Ao apertar o botão do interfone o porteiro perguntou o que desejava e recebeu a resposta de que seu desejo era falar com o senhor Gabriel morador do 562, que já estava esperando a visita.
Ao receber a confirmação, o porteiro abre o portão externo e deixa o estranho entrar. Silva, de boné, cumprimenta com um boa noite e observa se existem câmeras no interior do prédio. Parece que aquele é o seu dia de sorte, não havia nenhum tipo de segurança além de um porteiro desarmado…
Alguns lances de escada e Gabriel acena para ‘Paulo’.
- Venha, entre!
- Boa noite, como posso ajudar?
- Oh, um homem de ação! Gosto disso! Quer uma água, uma cerveja, um refrigerante?
- Uma água está ótimo!
Enquanto vai até a cozinha buscar a jarra d’água e dois copos, ‘Paulo’ faz uma varredura pelo cômodo da casa, dali consegue ver a sacada, e as portas do quarto, cozinha e banheiro.
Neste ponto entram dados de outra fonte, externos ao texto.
PR #530, opened 2020-02-20
Make OCIM tests independent of environment locale

alanoe:
This patch affects the following tests:
    - test_string_to_file_path_ok
     - test_get_pr_by_number
     - test_get_pr_info_by_number
    
These tests currently break if 2 conditions occur simultaneously:
    
  - they are run in Python 3.6-, which always uses the locally configured locale by default
  - the environment locale is the (default) legacy C locale, which uses ASCII encoding
    
On the other hand, in Python 3.7+, this problem does not happen. If the environment is
using a legacy C locale, Python coerces it to a UTF-8 based locale and avoids the issue
by implementing https://www.python.org/dev/peps/pep-0538/ , as documented in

Gabriel está sozinho, a noite não será longa.
Sobre a mesa folhetos, panfletos, pastas-arquivos com os nomes de empresas como Ardus Enterprises gerenciamento de lixo, Harold and Harold Mining mineradora, plantas e mapas.
Ao retornar Gabriel enche um copo, oferece e aponta para ‘Paulo’, que pega, bebe um gole e põe o copo sobre a mesa. Gabriel enche seu copo, põe a jarra sobre a mesa, aponta para as pastas e se põe a falar:
- Por enquanto só temos informações sobre essas empresas que estão em um grupo que lucra descartando seu lixo químico sem cuidado nos rios da região. Esse lixo mata e contamina os peixes, que contaminam os ribeirinhos. Se não pararem, muita gente vai morrer!
- E como faremos com que eles parem, Gabriel?
- Tenho as plantas, vou passar para o grupo essas informações, vamos fotografar a coleta e o descarte do lixo, levar tudo aos jornais e às autoridades competentes.
Simulando interesse e reflexão, Silva se levanta e caminha para a sacada, respirando fundo, com olhar vago, comenta:
- Parece tudo muito bem definido, onde iria me encaixar?
- Precisamos de pessoal que consiga transitar a informação rapidamente, que se desloque com segurança, num trabalho de contínuo, só que com informações ultra sigilosas.
- Isso acredito que posso fazer facilmente!
Com um sorriso no rosto, Gabriel se levanta, deixando o copo sobre a mesa e acompanha ‘Paulo’ até a sacada.
‘Paulo’ abre os braços para um abraço caloroso que termina em um empurrão por sobre a grade!
Surpreso e desestabilizado, Gabriel se estatela na portaria, o porteiro desesperado abre o portão e vai até a rua, Rogério desce, uma multidão se aglomera ao redor do corpo que jaz sobre uma poça de sangue ainda quente.
Silva desce a rua procurando um orelhão que só encontra a quatro quadras dali, tecla os sete números e informa conclusão do serviço.
 
***
 
RED, diante do seu 486, recebe um e-mail com data e hora a aproximada do “acidente”, enviado por um espírito da Weaver que ronda as prensas de um jornal do bairro. A fúria percorre seus músculos. Com uma mão ele pega o telefone, com a outra parte uma tora de 15 cm. A secretária convocará a matilha, isso não vai ficar barato!